How large are the models you want to run? An alternative approach which you can try right now with MII is to have multiple model replicas with tensor parallelism. This would be similar to data parallelism + tensor parallelism. But the proper setup to get maximum performance from your hardware will likely depend on the model size.

import mii
client = mii.serve(model_name, replica_num=4, tensor_parallel=2)
sleepwalker2017 commented 10 months ago

How large are the models you want to run? An alternative approach which you can try right now with MII is to have multiple model replicas with tensor parallelism. This would be similar to data parallelism + tensor parallelism. But the proper setup to get maximum performance from your hardware will likely depend on the model size.

import mii
client = mii.serve(model_name, replica_num=4, tensor_parallel=2)
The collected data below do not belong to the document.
PR #230, opened 2022-05-27
[WIP] Adds a DM to manage unstructured grid using PFLOTRAN's approach

bishtgautam:


include/private/tdydiscretizationimpl.h
```diff
@@ -0,0 +1,32 @@
...
+#define TDYDISCRETIZATION_H
+
+#include <petsc.h>
+#include <private/tdydmimpl.h>
+
+
+typedef struct {
+
+  TDyDM *tdydm;
+  TDyUGrid *ugrid;
```
jeff-cohere, line 11: I remember you talking a bit about the DM "shell" type, and that you were having some issues using it. Can you remind me of the issues you encountered? It seems like it would be more convenient to create a DM shell for the PFlotran-style  FV mesh and use the "ugrid" type as its "context". Then we wouldn't have to carry around this additional `TDyDiscretization` type--we could just check whether the DM is a shell, and if it is, we know it's a PFlotran mesh, and we can extract the context to get the ugrid data.

src/f90-mod/tdycoref.c
```diff
@@ -24,6 +24,7 @@
 #define tdyupdatediagnostics_                          TDYUPDATEDIAGNOSTICS
 #define tdycreatediagnosticvector_                     TDYCREATEDIAGNOSTICVECTOR
 #define tdycreateprognosticvector_                     TDYCREATEPROGGNOSTICVECTOR
+#define tdycreatepmatrix_                              TDYCREATEMATRIX
```
jeff-cohere, line 27: Should `tdycreatepmatrix` be `tdycreatematrix` here?

makefile
```diff
@@ -7,6 +7,10 @@ ifdef codecov
   LIBS    += -lgcov
 endif
 
+ifdef ugrid_debug
```
bishtgautam, line 10: @jeff-cohere With this change, I wanted to allow for the addition of a compiler flag `-DUGRID_DEBUG`, but here is the issue:

- `make ugrid=1 V=1`: The new compiler flag isn't used
- `make ugrid=1 V=1 all-gmake`: The new compiler flag is used

Any what is going wrong?

jeff-cohere: I'm not sure. It might be related to the fact that the first command invokes the second indirectly, but maybe doesn't capture the `ugrid=1` flag you're passing. If that's true,  we need to explicitly pass along arguments from the default (`all`) target to `all-gmake`.

More broadly: this build system has worked for us for a while now, but it's still pretty confusing (we have all of the different spellings of makefiles, for example), and it's not clear to a newcomer what gets invoked where unless said newcomer is versed in all of Make's various assumptions (which fewer and fewer people are as time passes).

As we move toward becoming part of a larger ecosystem, we might need a more "turnkey" build system that is a little easier for a non-expert to extend.

jeff-cohere: Yeah, I'm not complaining! This build system has taken the project pretty far, and I appreciate not having had to touch it very much. Build systems are difficult in general, and it's always difficult to strike a balance between dealing with existing quirks and spending time improving the system itself.

jedbrown: Note that gmake is quite a bit simpler if you always build from the top level because it sees all the dependencies. It's clutter and harder to test if you want stand-alone makefiles in each subdirectory. Sometimes people want subdirectories to be stand-alone because the idea is that a user would copy them somewhere else as step one of a new project. If we need to refactor/change the build, it would be useful to gather requirements.

demo/richards/richards_driver.c
```diff
@@ -31,9 +31,7 @@ int main(int argc, char **argv) {
   ierr = TDySetFromOptions(tdy); CHKERRQ(ierr);
 
   ierr = TDyDriverInitializeTDy(tdy); CHKERRQ(ierr);
-  if (!rank) {
-    ierr = TDyIOSetIOProcess(tdy->io, PETSC_TRUE); CHKERRQ(ierr);
-  }
+  ierr = TDyIOSetIOProcess(tdy->io, PETSC_TRUE); CHKERRQ(ierr);
```
jeff-cohere, line 34: Is there a reason you want I/O on every process instead of just rank 0?

include/private/tdycoreimpl.h
```diff
@@ -55,10 +57,12 @@ struct _TDyOps {
   // before the DM is distributed across processes.
   PetscErrorCode (*set_dm_fields)(void*, DM);
 
+  PetscInt (*get_num_dm_fields)(void*);
```
jeff-cohere, line 60: Can you add a comment above here? It's just easier to have everything documented up front.

include/private/tdydiscretizationimpl.h
jeff-cohere: We'll circle back to this question later.

include/private/tdydiscretizationimpl.h
```diff
@@ -0,0 +1,32 @@
+#if !defined(TDYDISCRETIZATION_H)
+#define TDYDISCRETIZATION_H
+
+#include <petsc.h>
+#include <private/tdydmimpl.h>
+
+
```
jeff-cohere, line 7: @bishtgautam , would you mind adding a brief comment here describing how we're following PFLOTRAN's lead here, and that we may elect to use DMShell down the line?

include/private/tdydmimpl.h
```diff
@@ -0,0 +1,25 @@
+#if !defined(TDYDMIMPL_H)
+#define TDYDMIMPL_H
+
+#include <petsc.h>
+#include <private/tdyugdmimpl.h>
+#include <private/tdyugridimpl.h>
+
+typedef enum{
```
jeff-cohere, line 8: How does this type relate to `TDyDiscretization`? It seems like the same struct with an additional `DM` field.

include/private/tdymeshimpl.h
```diff
@@ -200,9 +213,15 @@ typedef struct TDyMesh {
   TDyRegion region_connected;
 
   PetscInt *closureSize, **closure, maxClosureSize;
+
+  PetscInt *nG2L; // Mapping of global cells to local cells
```
jeff-cohere, line 217: I can't help but wonder if we should make use of PETSc's `IS`-related [types and functions](https://petsc.org/release/docs/manualpages/IS/index.html) for these mappings. This might help us anticipate and avoid issues with global-to-local mappings in large problems.,

include/private/tdyugdmimpl.h
```diff
@@ -0,0 +1,41 @@
...
+  IS IS_GhostCells_in_PetscOrder; // IS of ghost cells from a global Vec
+
+  IS IS_LocalCells_to_NaturalCells; // IS of local cell from a natural Vec
+
+  VecScatter Scatter_LocalCells_to_GlobalCells;   // for scattering data from a local Vec to a global Vec
+  VecScatter Scatter_GlobalCells_to_LocalCells;   // for scattering data from a global Vec to a local Vec
+  VecScatter Scatter_LocalCells_to_LocalCells;    // for scattering data from a local Vec to a local Vec
+  VecScatter Scatter_GlobalCells_to_NaturalCells; // for scattering data from a global Vec to a natural Vec
+
+  ISLocalToGlobalMapping Mapping_LocalCells_to_GhostedCells;
```
jeff-cohere, line 29: This is the mapping type I was referring to in my comment about local <-> global mappings above.

src/fv/fvtpf/tdyfvtpf.c
```diff
@@ -921,8 +765,11 @@ PetscErrorCode FVTPFComputeFacePeremabilityValueTPF(TDyFVTPF *fvtpf, MaterialPro
   PetscErrorCode ierr;
```
jeff-cohere, line 765: Maybe not important, but this function name has a typo in it. Should be `Permeabililty` instead of `Peremability`.

src/tdyti.c
```diff
@@ -104,51 +104,65 @@ PetscErrorCode TDyTimeIntegratorRunToTime(TDy tdy,PetscReal sync_time) {
...
-        ierr = SNESGetLinearSolveIterations(ti->snes,&lit); CHKERRQ(ierr);
-        ierr = SNESGetConvergedReason(ti->snes,&reason); CHKERRQ(ierr);
-        if (reason < 0) {
-          SETERRQ(PETSC_COMM_WORLD,PETSC_ERR_USER,"TDyTimeIntegratorRunToTime failed to converge");
-        }
 
-        if (tdy->io->io_process) {
-          printf("\nTime step %d: time = %f dt = %f ni = %d li = %d rsn = %s\n\n",
+          PetscChar message[1000];
+          sprintf(message,"\nTime step %d: time = %f dt = %f ni = %d li = %d rsn = %s\n\n",
```
jeff-cohere, line 156: As a matter of practice, I recommend using `snprintf` here, which lets you specify the maximum length of the formatted output string (which is 1000 in this case).

src/tdyti.c
```diff
@@ -104,51 +104,65 @@ PetscErrorCode TDyTimeIntegratorRunToTime(TDy tdy,PetscReal sync_time) {
...
             ti->istep,ti->time,ti->dt,nit,lit, SNESConvergedReasons[reason]);
+          ierr = PetscPrintf(PETSC_COMM_WORLD,message); CHKERRQ(ierr);
```
jeff-cohere, line 158: Actually, [PetscPrintf](https://petsc.org/release/docs/manualpages/Sys/PetscPrintf.html) allows you to specify formatting parameters, just like `printf` does. Why not just replace your previous call to `printf` with `PetscPrintf`?

src/tdymemory.c
```diff
@@ -178,6 +178,22 @@ PetscErrorCode TDyAllocate_RealArray_4D(PetscReal *****array_4D, PetscInt ndim_1
   PetscFunctionReturn(0);
 }
 
+/* ---------------------------------------------------------------- */
+PetscErrorCode TDyDeallocate_RealArray_1D(PetscReal *array_1D) {
+
+  PetscFunctionBegin;
+  free(array_1D);
```
jeff-cohere, line 185: We seem to be using `malloc` and `free` in some places and `PetscMalloc` and `PetscFree` in others. Should we decide on one or the other? If so, I'm happy to switch us over to our choice (in this PR or in another).

src/tdycore.c
```diff
@@ -464,11 +478,13 @@ PetscErrorCode TDyView(TDy tdy,PetscViewer viewer) {
...
-/// user. TDySetFromOptions must be called before TDySetup,
-/// since the latter uses options specified by the former.
-/// @param [inout] tdy The dycore instance
-PetscErrorCode TDySetFromOptions(TDy tdy) {
+/// Reads command line options specified by the user
+///
+/// @param [inout] tdy A TDy struct
+///
+/// @returns 0 on success, or a non-zero error code on failure
+PetscErrorCode ReadCommandLineOptions(TDy tdy) {
```
jeff-cohere, line 486: If you want to make this an "internal" function visible only within this file, you can add the `static` keyword before the function's declaration.

src/tdycore.c
```diff
@@ -1833,14 +1950,58 @@ PetscErrorCode TDyPreSolveSNESSolver(TDy tdy) {
   PetscFunctionReturn(0);
 }
 
+/// Resets solver when a time step is cut
+/// @param [inout] TDy struct
+///
+/// @returns 0 on success, or a non-zero error code on failure
+PetscErrorCode TDyTimeCut(TDy tdy) {
```
jeff-cohere, line 1957: Seems like this behavior should be added to our set of "polymorphic" functions.

src/fv/share/tdydm.c
```diff
@@ -0,0 +1,69 @@
...
+///
+/// @returns 0 on success, or a non-zero error code on failure
+PetscErrorCode TDyDMDestroy(TDyDM *tdydm) {
+
+  PetscErrorCode ierr;
+
+  ierr = DMDestroy(&tdydm->dm); CHKERRQ(ierr);
+  ierr = TDyUGDMDestroy(tdydm->ugdm); CHKERRQ(ierr);
+
+  free (tdydm);
```
jeff-cohere, line 31: This should be `PetscFree`, since it was allocated with `PetscCalloc`.

src/fv/share/tdyugrid.c
```diff
@@ -0,0 +1,1209 @@
...
+/// Allocates memory and initializes a TDyUGrid struct
+///
+/// @param [out] ugrid A TDyUGrid struct
+///
+/// @returns 0 on success, or a non-zero error code on failure
+PetscErrorCode TDyUGridCreate(TDyUGrid **ugrid) {
+
+  PetscErrorCode ierr;
+
+  ierr = PetscCalloc(sizeof(TDyUGrid), ugrid); CHKERRQ(ierr);
```
jeff-cohere, line 21: The difference between `malloc` and `calloc` (and `PetscMalloc` and `PetscCalloc`) is that `calloc` zeroes out all memory that is allocated, which makes lines 23-56 unnecessary. (`malloc`, by contrast, just hands you back a chunk of uninitialized memory.)

src/fv/share/tdyugrid.c
```diff
@@ -0,0 +1,1209 @@
...
+  PetscInt *num_verts_local = &ugrid->num_verts_local;
+
+  ierr = PetscViewerHDF5Open(PETSC_COMM_WORLD, mesh_file, FILE_MODE_READ, &viewer);CHKERRQ(ierr);
+
+  ierr = PetscViewerHDF5PushGroup(viewer, "/Domain");CHKERRQ(ierr);
+
+  // Read cells
+  ierr = VecCreate(PETSC_COMM_WORLD, &cells); CHKERRQ(ierr);
+  ierr = PetscObjectSetName((PetscObject) cells, "cells");CHKERRQ(ierr);
+  ierr = PetscObjectSetName((PetscObject) cells, "Cells"); CHKERRQ(ierr);
```
jeff-cohere, line 87: I don't think you can give two names to any single `PetscObject`, so line 87 is likely overwriting the effects of line 86 here. I'd just pick one name and go with it.

src/fv/share/tdyugrid.c
```diff
@@ -0,0 +1,1209 @@
...
+#ifdef UGRID_DEBUG
+  ierr = TDySavePetscISAsASCII(*NewCellRankIS,"is.out");
+#endif
+
+  PetscFunctionReturn(0);
+}
+
+/// Determine the max number of duals/neighbors of a grid cell in the mesh
+///
+/// @param [in] DualMat A dual matrix of the adjaceny matrix
```
jeff-cohere, line 273: `adjaceny` -> `adjacency`

src/fv/share/tdyugrid.c
```diff
@@ -0,0 +1,1209 @@
...
+  *NewNumCellsLocal = cell_counts[myrank];
+
+#ifdef UGRID_DEBUG
+  ierr = TDySavePetscISAsASCII(*NewCellRankIS,"is.out");
+#endif
+
+  PetscFunctionReturn(0);
+}
+
+/// Determine the max number of duals/neighbors of a grid cell in the mesh
```
jeff-cohere, line 271: This determines the max number of duals/neighbors for all cells in the mesh, not just one.

src/fv/share/tdyugrid.c
```diff
@@ -0,0 +1,1209 @@
...
+  PetscInt tmp = ugrid->max_ndual_per_cell;
+  ierr = MPI_Allreduce(&tmp, &ugrid->max_ndual_per_cell, 1, MPI_INTEGER, MPI_MAX, PETSC_COMM_WORLD);
+
+  ierr = MatRestoreRowIJ(DualMat, 0, PETSC_FALSE, PETSC_FALSE, &num_rows, &ia_ptr, &ja_ptr, &success);CHKERRQ(ierr);
+
+  PetscFunctionReturn(0);
+
+}
+
+/// Create IS the maps a natural-ordered Vec to a PETSC-ordered Vec
```
jeff-cohere, line 311: Is "PETSc order" the same as a "global ordering"? If so, let's use that terminology.

src/fv/share/tdyugrid.c
```diff
@@ -0,0 +1,1209 @@
...
+        ugrid->cell_num_vertices[icell] = count;
+        v_ptr[icell*stride + vertex_offset + ivertex] = IntArray4[vertID-1]+1;
+      }
+    }
+  }
+
+  ierr = VecRestoreArray(*LocalOrderVec, &v_ptr); CHKERRQ(ierr); // Now vertex ids are in local-order
+
+#ifdef UGRID_DEBUG
+  char filename[30];
```
jeff-cohere, line 1031: I recommend using something bigger than 30 here, and using `snprintf` instead of `sprintf` to make sure you don't overflow your string.

src/fv/share/tdyugrid.c
```diff
@@ -0,0 +1,1209 @@
...
+  sprintf(filename,"elements_vert_local%d.out",rank);
+  ierr = TDySavePetscVecAsASCII(*LocalOrderVec, filename); CHKERRQ(ierr);
+#endif
+
+  PetscFunctionReturn(0);
+}
+
+/// Save coorindates of local vertices (post-partition) from natural vertices (pre-partition)
```
jeff-cohere, line 1039: coorinates -> coordinates

src/fv/share/tdyugdm.c
```diff
@@ -0,0 +1,477 @@
...
+/// Allocates memory and initializes a TDyUGDM struct
+///
+/// @param [out] ugdm A TDyUGDM struct
+///
+/// @returns 0 on success, or a non-zero error code on failure
+PetscErrorCode TDyUGDMCreate(TDyUGDM **ugdm){
+  PetscFunctionBegin;
+  PetscErrorCode ierr;
+
+  ierr = PetscCalloc(sizeof(TDyUGDM), ugdm); CHKERRQ(ierr);
```
jeff-cohere, line 17: `calloc` and friends zero out the initialized memory, so we don't need lines 19-35.

src/fv/share/tdyugdm.c
```diff
@@ -0,0 +1,477 @@
...
+
+  if (ugdm->Scatter_GlobalCells_to_NaturalCells != NULL) {
+    ierr = VecScatterDestroy(&ugdm->Scatter_GlobalCells_to_NaturalCells); CHKERRQ(ierr);
+  }
+
+  if (ugdm->Mapping_LocalCells_to_GhostedCells != NULL) {
+    ISLocalToGlobalMappingDestroy(&ugdm->Mapping_LocalCells_to_GhostedCells);
+  }
+
+  free(ugdm);
```
jeff-cohere, line 98: Use `PetscFree` here, since you allocated this with `PetscCalloc`.

src/fv/share/tdymeshcustom.c
```diff
@@ -0,0 +1,1315 @@
...
+
+        if (vertex_id > -1) {
+          ugrid->face_to_vertex_natural[ivertex][face_count] = ugrid->vertex_ids_natural[vertex_id];
+        }
+      }
+
+      face_count++;
+    }
+  }
+  free(vertex_ids);
```
jeff-cohere, line 625: This is another example of how we need to unify our memory allocation code (it's not clear in this context that `TDyAllocate_IntegerArray_1D` above uses `malloc` to allocate the memory being freed here).

src/fv/share/tdymeshcustom.c
```diff
@@ -0,0 +1,1315 @@
...
+/// Computes area of triangle
+///
+/// @param [in] ugrid A TDyUGrid struct
+/// @param [in] v_id1 First vertex ID of the triangel
+/// @param [in] v_id2 Second vertex ID of the triangel
+/// @param [in] v_id3 Third vertex ID of the triangel
+/// @param [out] area Area of the triange
+///
+/// @returns 0 on success, or a non-zero error code on failure
+static PetscErrorCode ComputeArea(TDyUGrid *ugrid, PetscInt v_id1, PetscInt v_id2, PetscInt v_id3, PetscReal *area) {
```
jeff-cohere, line 972: Consider renaming this to `ComputeTriArea` or something that indicates that we're computing the area of a triangle.

src/fv/share/tdymeshcustom.c
```diff
@@ -0,0 +1,1315 @@
...
+/// @param [in] v_id3 Third vertex ID of the triangel
+/// @param [in] point_up Coordinate of upwind cell
+/// @param [in] point_dn Coordinate of downwind cell
+/// @param [in] n_up_dn Unit vector joining upwind and downwind cells
+/// @param [out] area Area of the triange
+/// @param [out] area_projected Projected area along unit normal
+/// @param [out] intercept Intercept between upwind-downind line to the triangle
+///
+/// @returns 0 on success, or a non-zero error code on failure
+static PetscErrorCode ComputeAreasAndIntercpet(TDyUGrid *ugrid, PetscInt v_id1, PetscInt v_id2, PetscInt v_id3, PetscReal point_up[3],
```
jeff-cohere, line 1014: Consider `ComputeTriAreasAndIntercept` (and watch out for the `Intercpet` typo)

src/fv/share/tdymeshcustom.c
```diff
@@ -0,0 +1,1315 @@
...
+
+/// Computes following geometric attributes of all faces in the TDyUGrid struct
+///  - centroid
+///  - area
+///
+/// @param [in] cell_to_face Mapping of ith-face of a cell to face id
+/// @param [inout] ugrid A TDyUGrid struct
+///
+/// @returns 0 on success, or a non-zero error code on failure
+static PetscErrorCode ComputeGoeAttrOfUGridFaces(PetscInt **cell_to_face, TDyUGrid *ugrid) {
```
jeff-cohere, line 1162: `GoeAttr` -> `GeoAttr`

jeff-cohere (changes requested):
Okay, I've made a first complete pass. There's too much here to review everything closely. This PR moves us toward the goal of showing something at the ESMD PI meeting, which is great. Probably some of this code will only stick around temporarily--we can factor out commonalities whenever it's appropriate.

Nevertheless, I found some things that we should look at more closely.

src/tdycore.c
bishtgautam: The way the TDycore code (outside of this PR) is implemented, we have to use `ierr = tdy->ops->time_cut(tdy);` instead of `ierr = tdy->ops->time_cut(&tdy->context, ...);` Would `ierr = tdy->ops->time_cut(tdy);` be a valid polymorphic function?

src/fv/share/tdymeshcustom.c
bishtgautam: Fixed as suggested.

src/fv/share/tdymeshcustom.c
bishtgautam: Fixed as suggested.

src/fv/share/tdyugrid.c
bishtgautam: Fixed.

src/fv/share/tdyugrid.c
bishtgautam: Fixed.

src/tdycore.c
bishtgautam: Fixed.

include/private/tdydiscretizationimpl.h
bishtgautam: Fixed.

src/fv/share/tdyugrid.c
bishtgautam: I used `char filename[PETSC_MAX_PATH_LEN]`

src/tdycore.c
jeff-cohere: Good point. I guess we haven't really talked about this much. When I refactored TDycore to be polymorphic, I wanted to make it clear which information was available to each function instead of just passing the `TDy`object itself, which has pretty much everything. This is an aesthetic design choice, but it can be helpful to "suggest" which data a function "should" or "shouldn't" modify.

In this case, maybe we can just pass the `TDy` object as you have done. If we later find a pattern to our approaches for cutting the timestep, we can always go back and change the function to take specific data instead of `TDy`.

jeff-cohere:
I rebased this branch against `master` to fix a merge conflict. @bishtgautam , I agree that the memory inconsistencies can be sorted in a separate smaller PR. Let's make sure the tests pass and then I can merge (unless @jedbrown wants to weigh in).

Thank you. It's a Llama 13B model. Limited by the machine configuration, we only have two GPUs on each node. To support larger batches, we are trying this solution. By setting replica_num=4, the communication between nodes are ignored, right? Anyway, we will try to equip more GPUs on a single node.

mrwyattii commented 10 months ago

If you do replica_num=4, tensor_parallel=2 on a 4 node setup (each with 2 GPU) there will still be some communication between nodes. The load balancer does a simple round-robin scheduling (e.g., request_1 will be sent to replica_1, request_2 will be sent to replica_2, etc.).

We don't have the multi-node scenario well documented. I'm currently working on building out our docs in #321, so look for updates soon! In the meantime, to get multi-node working, you will need to define a hostfile (default location is /job/hostfile, but you can specify by passing hostfile=/path/to/hostfile with mii.serve()) that looks something like this:

node0 slots=2
node1 slots=2
node2 slots=2
node3 slots=2

Where the first value is the name of the node and the node can be accessed via passwordless ssh (e.g., ssh node1) and the slots=2 indicates how many GPUs are available on that node.

We use the DeepSpeed launcher for multi-node, so take a look at the documentation here: https://www.deepspeed.ai/getting-started/#resource-configuration-multi-node

And please reach out if you run into any problems. We're still actively developing features and are happy to help!

sleepwalker2017 commented 10 months ago

If you do replica_num=4, tensor_parallel=2 on a 4 node setup (each with 2 GPU) there will still be some communication between nodes. The load balancer does a simple round-robin scheduling (e.g., request_1 will be sent to replica_1, request_2 will be sent to replica_2, etc.).

We don't have the multi-node scenario well documented. I'm currently working on building out our docs in #321, so look for updates soon! In the meantime, to get multi-node working, you will need to define a hostfile (default location is /job/hostfile, but you can specify by passing hostfile=/path/to/hostfile with mii.serve()) that looks something like this:

node0 slots=2
node1 slots=2
node2 slots=2
node3 slots=2

Where the first value is the name of the node and the node can be accessed via passwordless ssh (e.g., ssh node1) and the slots=2 indicates how many GPUs are available on that node.

We use the DeepSpeed launcher for multi-node, so take a look at the documentation here: https://www.deepspeed.ai/getting-started/#resource-configuration-multi-node

And please reach out if you run into any problems. We're still actively developing features and are happy to help!

Thank you! I read the document and I'll try that if we decide to run inference on multiple nodes.

cermeng commented 8 months ago

@mrwyattii Any update for #321 ? I have a similar scenario: two nodes with single A10 gpu on each node and we want to serve llama-13B with parallelism. Is this supported?

Jeffwan commented 6 months ago

The tutorial you linked provides an example of pipeline parallelism. However, the pipeline parallelism implemented in DeepSpeed is intended for training rather than inference.

@mrwyattii just curious what's the implementation difference between training PP and inference PP? why PP implementation in training can not be used in inference?

JKYtydt commented 3 months ago

@mrwyattii 您好,打扰了,不知道您是否实现了多节点推理